And ran right into an unexpected complication. It was obvious, in retrospect. In fact, we all felt like total idiots.
Who had been digging the Cardinal's tunnel? Not the Cardinal himself—not the great prelate of the Church! No, he'd gotten hold of three dwarves somewhere, and made them do the work. And there we found them, chained up to the wall of the tunnel.
The poor little guys were scared out of their wits. But once they understood we weren't the Cardinal's men, they were ecstatic. They'd always known the Cardinal would have them killed after they finished the work, so they'd gone as slowly as they could. That had cost them plenty of whippings, but a whipping's better than the Big Cut.
Now they pleaded with us to let them escape. The Trio started making noises to the effect that "dead men tell no tales—dead dwarves neither." But one glare from Greyboar was enough to scotch that idea. The truth is, Greyboar had a soft spot in his heart for dwarves ever since he met Zulkeh's apprentice, the dwarf Shelyid. Actually, I'll admit to the same soft spot. Really a great kid, Shelyid. He was a little on the lippy side when we first met, but after I slapped him down he turned out all right. He and I got to be pretty good friends, actually. Greyboar and I spent quite a bit of time with the wizard and his apprentice on our way back from Prygg. Greyboar hung around the wizard, naturally, talking about who-knows-what philosophical nonsense. Me, I found Shelyid's company much more congenial.
So doing away with the dwarves was ruled out. On the other hand, we couldn't just let them go either. They'd be bound to raise the alarm trying to sneak out of the mansion. In the end, we struck a deal with them. If they'd help us dig out the Cat, we'd figure out some way to take them with us when we escaped.
Then, as it turned out, they did all the digging. Greyboar offered to help, but the dwarves turned him down.
"Shoulders like yours," explained one of them—Eddie, his name was—"be good for breaking rocks out in the open, where you've got room to swing a hammer. But this here's close-in work, like. You'd just get in the way."
Then Greyboar offered my help, and that of the Trio. But the dwarves turned him down again.
"By the looks of 'em," sniffed another—Lester, he was called; the last one, for the record, was named Frank—"they haven't done an honest day's work between 'em in the last five years."
I let it go, but the Trio were deeply insulted.
" 'Aven't never done no 'onest day's work," groused the Weasel.
"Aye an' do we look like idiots?" demanded G.J., red in the face.
"Not since we's little 'uns, anyhow," grumbled McDoul. "Not since we's sprung usselfs from th'sweatshop, after knifin' the o'erseer."

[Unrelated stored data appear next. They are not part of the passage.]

PR #3492, opened 2020-08-12
Fixes broken dependencies CI

tarikeshaq:
Added the fixup, the changes on the other two files were autogenerated.

Not 100% sure yet why this was needed. There seems to be a release 3 days ago in `tinyvec`. Also, they changed to a `main` branch like we did, and deleted the master branch.

Anywhoo, on a related note, I wonder if we should do an audit of our `fixups` to make sure they are still okay. (since a decent chunk point to `master` branches, and I'm not sure if any owners made the switch)

### DIFF
--- a/megazords/full/android/dependency-licenses.xml
+++ b/megazords/full/android/dependency-licenses.xml
@@ -278,7 +278,7 @@ the details of which are reproduced below.
   </license>
   <license>
     <name>Zlib License: tinyvec</name>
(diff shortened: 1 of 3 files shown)


eoger:
Side note we probably should add `main` to https://github.com/mozilla/application-services/blob/d2123eba44ffc725bb7a3ef7a2b445604d209229/tools/dependency_summary.py#L824-L828

PR #3510, opened 2020-08-20
Ensure the syncStatus is correct after reconciling remote bookmarks.

mhammond:
This is basically a direct port of desktop's bug 1635859

Marking as draft because I want to check that unconditionally setting the change counter to zero here is OK, or whether our timed transaction hackery might bite us, and I'm out of time for the day. @linacambridge do you happen to know off the top of your head?

### DIFF
--- a/components/places/src/bookmark_sync/store.rs
+++ b/components/places/src/bookmark_sync/store.rs
@@ -507,7 +507,8 @@ impl<'a> BookmarksStore<'a> {
                title = excluded.title,
                dateAdded = excluded.dateAdded,
                lastModified = excluded.lastModified,
-               fk = excluded.fk",
+               fk = excluded.fk,
+               syncStatus = {sync_status}",
             root_guid = BookmarkRootGuid::Root.as_guid().as_str(),
             type_fragment = ItemTypeFragment("newKind"),
             sync_status = SyncStatus::Normal as u8,
@@ -1775,7 +1776,14 @@ mod tests {
         }
     }
 
-    fn apply_incoming(conn: &PlacesDb, remote_time: ServerTimestamp, records_json: Value) {
+    // Applys the incoming records, and also "finishes" the sync by pretending
+    // we uploaded the outgoing items and marks them as uploaded.
+    // Returns the GUIDs of the outgoing items.
+    fn apply_incoming(
+        conn: &PlacesDb,
+        remote_time: ServerTimestamp,
+        records_json: Value,
+    ) -> Vec<Guid> {
         // suck records into the store.
         let interrupt_scope = conn.begin_interrupt_scope();
         let store = BookmarksStore::new(&conn, &interrupt_scope);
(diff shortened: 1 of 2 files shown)


mhammond:
I think setting the change counter to zero is wrong because we fetch the local tree outside of the transaction. We also don't track the change counter for local items (we do fetch it, but only to set `needs_merge`). The easiest solution might be to move the transaction boundary - create the transaction before we call `merger.merge()`. The other alternative would be to track the counter value and decrement it by that amount, but I can't quite picture what that sql would look like. @linacambridge wdyt?

linacambridge:
Oooh, great catch, @mhammond!

I think timed transactions aren't the problem here, because `apply` [never calls](https://github.com/mozilla/application-services/blob/fe6efcc846de2c84abd529f2af3915b479493a89/components/places/src/bookmark_sync/store.rs#L1493-L1510) `maybe_commit` to yield to another transaction—it only calls `begin_transaction` at the start, and `commit` at the end.

_And_, you're completely correct, fetching the local tree outside the transaction does mean another connection (on another thread) might write to the database between `fetch_local_tree` and `apply`. Ouch!

On Desktop, I think we originally fetched the local tree inside the merge transaction for that very reason, but that ended up causing `SQLITE_BUSY` errors and deadlocks for users with large libraries. The approach Desktop uses now is to [call a SQL function](https://searchfox.org/mozilla-central/rev/ce21a13035623c1d349980057d09000e70669802/toolkit/components/places/nsPlacesTriggers.h#253,264,320,328) on every bookmarks change that bumps an in-memory ["global" change counter](https://searchfox.org/mozilla-central/rev/ce21a13035623c1d349980057d09000e70669802/toolkit/components/places/nsINavBookmarksService.idl#212-230), and checks it [before and after](https://searchfox.org/mozilla-central/rev/ce21a13035623c1d349980057d09000e70669802/toolkit/components/places/bookmark_sync/src/store.rs#34-38,58,460-462) starting the transaction.

The only mention of `note_sync_change` that I can find in Rust Places is in [this comment](https://github.com/mozilla/application-services/blob/fe6efcc846de2c84abd529f2af3915b479493a89/components/places/sql/create_shared_triggers.sql#L73-L75). I can't remember why we didn't port it over...I think I misunderstood how threading worked when we were building the component, and wrongly assumed that Rust Places would only be called from a single thread, so we'd never end up with contending writes from multiple connections because all the calls would be serialized 😕

> The easiest solution might be to move the transaction boundary - create the transaction before we call `merger.merge()`

This seems like a good short-term fix, and maybe we can port `note_sync_change` after if performance for large libraries turns out to be an issue?

mhammond:
Ok, so with #3589 and an update here to match what we agreed to on desktop (specifically, don't touch the counter, just the status) I think this is ready to roll

linacambridge (approved):
Yay! :shipit:

PR #3529, opened 2020-08-24
Run cargo update [ci full]

tarikeshaq:
Aaah looks like Friday's automated cargo-update didn't go through because of a missing `license_file`. Added the fixup.

I'm not entirely sure if it is correct though. Since the actual license file in the `tinyvec` repo is a Zlib license, but with the fixup, it's putting it under Apache 2.0 🤔 (Although in the Cargo.toml they indicate that it could be licensed under Zlib, Apache 2.0 or MIT so it might be okay)


eoger (approved):

vladikoff:
"it could be licensed under Zlib, Apache 2.0 or MIT" 

Yeap, that should work!

Issue #3536, opened 2020-08-25
UrlParseFailed crashes in every single API which deals with urls


grigoryk:
We're seeing lots of UrlParseFailed coming out of every single API which deals with external URL input (history, bookmarks).

For history, a-c swallows some of these crashes already. However, they're not limited to things we can easily ignore. For example, this crash comes up when creating a bookmark: https://crash-stats.mozilla.org/report/index/35bb5d01-8cb9-4674-b20a-136530200825.
Ignoring a failure here isn't really a feasible approach. Surfacing an error to the user saying that we failed to create a bookmark for a website they have open in a tab, since its url is invalid is also not really an option.

Can we make url parsing more robust and/or more lenient?

┆Issue is synchronized with this [Jira Task](https://jira.mozilla.com/browse/SYNC-1702)
┆Epic: a-s consumer issues
┆Sprint: SYNC - end 2020-09-25

eoger:
It seems like we're hitting [this](https://searchfox.org/mozilla-mobile/rev/9cbb76f4bb290146a6f029dbd31b5affae2440cb/application-services/components/places/src/storage/bookmarks/public_node.rs#187-190), which would mean the database got populated with invalid urls (either through migration or just regular usage). Immediate action would be to ignore the error here, but maybe we should run a maintenance query that yanks invalid URLs and/or audit our URL inputs and figure out where the invalid URLs come from.

rfk:
Here's another one from a reddit thread: https://crash-stats.mozilla.org/report/index/cf7846b7-f131-49e5-9bc7-8ded60200825

mhammond:
This is a bit odd: both the fennec import process ([here](https://github.com/mozilla/application-services/blob/796e8c3a198f48919babca5abeda447f7cd70a4a/components/places/src/import/fennec/bookmarks.rs#L315) to [here](https://github.com/mozilla/application-services/blob/796e8c3a198f48919babca5abeda447f7cd70a4a/components/places/src/import/common.rs#L62)) and sync's handling of incoming records ([here](https://github.com/mozilla/application-services/blob/796e8c3a198f48919babca5abeda447f7cd70a4a/components/places/src/bookmark_sync/incoming.rs#L108) to [here](https://github.com/mozilla/application-services/blob/796e8c3a198f48919babca5abeda447f7cd70a4a/components/places/src/bookmark_sync/incoming.rs#L466)) both validate the URL in the same way these failing functions do (ie, `Url::parse()`). 

[...]

PR #3537, opened 2020-08-26
Be tolerant of invalid URLs in bookmarks.

mhammond:
This seems reasonable to me - @linacambridge WDYT?

Only a draft for now as I want to dig a little more for other places we can sanely ignore parse failures when reading from the DB.

### DIFF
--- a/components/places/src/storage/bookmarks.rs
+++ b/components/places/src/storage/bookmarks.rs
@@ -919,7 +919,14 @@ pub fn bookmarks_get_url_for_keyword(db: &PlacesDb, keyword: &str) -> Result<Opt
     )?;
 
     match bookmark_url {
-        Some(b) => Ok(Some(Url::parse(&b)?)),
+        Some(b) => match Url::parse(&b) {
+            Ok(u) => Ok(Some(u)),
+            Err(e) => {
+                // We don't have the guid to log and the keyword is PII...
+                log::warn!("ignoring invalid url: {:?}", e);
+                Ok(None)
+            }
+        },
         None => Ok(None),
     }
 }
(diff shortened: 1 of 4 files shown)


mhammond:
I think this covers everything for bookmarks - note we still throw when trying to *insert*, it's only reads we are tolerant. We probably should audit history too.

mhammond:
Note that this *helps* with #3536, but shouldn't close it.

linacambridge:
Oh, goodness—I just read the discussion in #3536, and the linked a-c and Fenix bugs. Preventing invalid URLs from being bookmarked is definitely important. We talked about a maintenance task in Desktop to clean out invalid URLs in the past, but Mak pointed out that would involve a [full table scan](https://bugzilla.mozilla.org/show_bug.cgi?id=1470043#c3), and it would be easier to clean them out at read time—which is building on what you've done here with just hiding them!

At first, I was nervous about hiding bookmarks like this, because their positions might be off, and the structure we're showing in the UI is different than what's in the database. But, those invalid bookmarks aren't going to be helpful to users, anyway, and it doesn't feel much different than deleting them outright on read. And, when repositioning a bookmark in a folder with hidden bookmarks, its position should still be correct relative to the others.

So ignoring bad bookmarks on reads (and maybe eventually moving to deleting them entirely, like Sync does now), and throwing on writes sounds great to me overall! 👍🏻

components/places/src/storage/bookmarks.rs
```diff
@@ -919,7 +919,14 @@ pub fn bookmarks_get_url_for_keyword(db: &PlacesDb, keyword: &str) -> Result<Opt
     )?;
 
     match bookmark_url {
-        Some(b) => Ok(Some(Url::parse(&b)?)),
+        Some(b) => match Url::parse(&b) {
+            Ok(u) => Ok(Some(u)),
+            Err(e) => {
+                // We don't have the guid to log and the keyword is PII...
+                log::warn!("ignoring invalid url: {:?}", e);
```
linacambridge, line 926: Can we emit some kind of counter for this, or even record part of the error in Sentry or something? It could be PII, but it would be nice to understand what kinds of syntactically invalid URLs we’re dealing with. Is it just IPs, like the Fenix ticket says, or something more?

That said, I’m not sure what we’d do with that information even if we knew—it’s interesting for my own curiosity, but it wouldn’t explain how they got opened, or written into the database in the first place. We aren’t going to be changing the URL parser or anything.

components/places/src/storage/bookmarks.rs
```diff
@@ -1241,14 +1248,31 @@ pub fn fetch_tree(
...
+                                date_added: Some(row.date_added),
+                                last_modified: Some(row.last_modified),
+                                title: row.title,
+                                url,
+                            }
+                            .into(),
+                        },
+                        // This is double-extra-invalid because various
+                        // constaints in the schema should prevent it - so make
+                        // some noise as it probably means something extra-bad?
```
linacambridge, line 1269: FWIW, on-disk database corruption could be one of the cases. On Desktop, there’s a very low but persistent occurrence of things that ought to be impossible in the schema, like `guid`s being null, types being totally nonsensical (what’s a bookmark type of -47231?), duplicate GUIDs in the tree, `moz_places` or `moz_bookmarks` not existing at all...

Anyway, I totally agree about making noise in this case, and also meaning something extra-bad! 😆

components/places/src/storage/bookmarks/public_node.rs
```diff
@@ -610,7 +657,16 @@ mod test {
...
-        let bmks = recent_bookmarks(&conns.read, 3)?;
+
+        append_invalid_bookmark(
+            &conns.write,
+            &BookmarkRootGuid::Unfiled.guid(),
+            "invalid url",
+            "badurl",
+        );
+
+        // The limit applies before we filter the invalid bookmark, so ask for 4.
```
linacambridge, line 668: This makes sense to me! 👍🏻 If invalid bookmarks are a common occurrence, something is really wrong, so assuming most of them are valid and not pushing complicated validation logic into the SQL is a great approach.

Will pagination do the right thing as well?

mhammond: > Will pagination do the right thing as well?

None of the functions I touched support pagination, so I think we'll be OK. IIRC, that's going to be more of a concern for history.

components/places/src/storage/bookmarks.rs
mhammond: yeah - given what you said and the fact that we don't have anywhere sane to record this to, I'm not going to do anything here. It's something we can revisit once glean is a little closer to us so we don't need to thread it back though android-components etc.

In the event, finding the dwarves turned out to be a blessing. Now that they were motivated to work as fast as possible, instead of stalling, they cut right through the rock. Work like moles underground, dwarves could. Not surprising, really, most of them did a stint in the mines sometime in their lives. It was one of the few jobs people would give to dwarves. And while the work was brutal, at least the poor little bastards didn't have to worry about pogroms as long as they were underground. Your average lynch mob had a fear of hunting dwarves down there. The tricky little devils had this way of making the tunnels real narrow. Not to mention the cave-ins that always seemed to inflict the few vigilantes who were stupid enough (or drunk enough) to chase dwarves below the surface.
So the dwarves did all the digging. Greyboar stayed down there almost the whole time, fussing and fuming and driving the poor little guys crazy. The Trio and I, on the other hand, being sane and rational men, spent the time up in the Cardinal's chamber. Good company, the Trio, especially with plenty of ale to keep their stories coming.
And there was another upside to the whole affair—a big upside. The Trio started prying up loose boards, more out of habit than anything else, and discovered the Cardinal's secret stash. A whole chest full of gold coins, gems and jewelry. All of it obtained illegally, no doubt, so the Cardinal could hardly report the loss to the authorities.
On the spot, we arranged a satisfactory split. A third for me, a third for Greyboar, and a third for them. It took me an hour to get the Trio to agree to it. Fifty-nine minutes of ferocious debate with me, them advancing the ludicrous proposition that we should split it evenly—a fifth apiece. One minute for Greyboar to come up and reason with them.
It only took the dwarves a bit more than half a day to break into the Cat's cell. Without them, it would have taken two days. And the cell was right where Vincent had told us. Yes, everything was working just according to The Plan. Except for one little problem.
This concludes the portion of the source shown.